CAL THOMAS, SYNDICATED COLUMNIST: That's the key. That's the key.

HALL: Yes. Yes, that's what I said. The campaign or the — neither one.

But the broadcast — I mean, I think that in some ways this really does say that we're into a new media error. Whatever Neal says.


GABLER: Only if the mainstream media picks it up.

BURNS: Cal, we don't even know who this person is, I think. He's just identified by.


THOMAS: agency that's affiliated with Obama.

But I want to pick up on what Jane said, because she's absolutely right. These high-priced consultants, these people who are paid big bucks to come up with commercials like the Swift Boat commercials that pretty much deep-sixed John Kerry are really now losing their power rapidly.

Anybody now — and this was very sophisticated, this — this thing, not an ad, because it wasn't paid for — but this creation. Anybody now can do something like that, and therefore generate some power of their own to be players, if they're really good, in the political battle.

BURNS: But does this mean that the campaigns will cut back on their spending, Jim, because they figure, those who support us are going to make their own ads for us?

PINKERTON: No, they'll — they'll — the campaigns so far are just trying to hire every blogger they possibly can to put them all on the payroll. And I think it just means that the circle gets wider.

Look, again, the reason this ad took off, it meant something. The reason why the macaca ad was so devastating against George Allen was it meant something. And there's other things going around that are floating around YouTube, too, like Jim Cramer on CNBC kind of confessed, seemingly, to stock manipulation. And that is up on YouTube as well.

So there's lots of — if it — if the YouTube thing has to have some — a content to it that people judge to be worthy. That's why it takes off. It's not really.


GABLER: It takes off because the mainstream media.

PINKERTON: That's right.

GABLER: ...focused on it.


GABLER: But let me just pick up on one thing that Jim said.

It's very interesting, what this — what the real subtext of this is, is Hillary hating. If you hate Hillary Clinton, you — you're going to get traction in the mainstream media.

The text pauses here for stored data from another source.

PR #215, opened 2020-10-31
add highlights for tbastos/vim-lua

nanotee:
Hello!

The default Vim syntax file for Lua is somewhat lacking, so I added some highlights for [tbastos/vim-lua](https://github.com/tbastos/vim-lua) (which is bundled with [vim-polyglot](https://github.com/sheerun/vim-polyglot/)

I tried mapping the highlight groups in accordance with the [spec](https://spec.draculatheme.com/):

- `luaBraces` -> `BracketsParensBraces`
- `luaBuiltIn` -> `InstanceReservedWords`
- `luaDocTag` -> `DocCommentKeywords`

PINKERTON: Neal's right about that.

HALL: But there's another dilemma, which is — you just — you put anonymous stuff out, if you air it, how do you frame it? How do you talk about it if you're going to put it on? I mean, we could see far worse stuff.

THOMAS: Bottom line, the media want a contest. They don't want a coronation. This brings Hillary down a little bit, brings maybe Obama up a bit. They like that.

BURNS: And this puts more contestants into the contest.

THOMAS: Exactly right.

BURNS: Thank you.

THOMAS: Thank you.

BURNS: It's time for a break. Why is that so funny?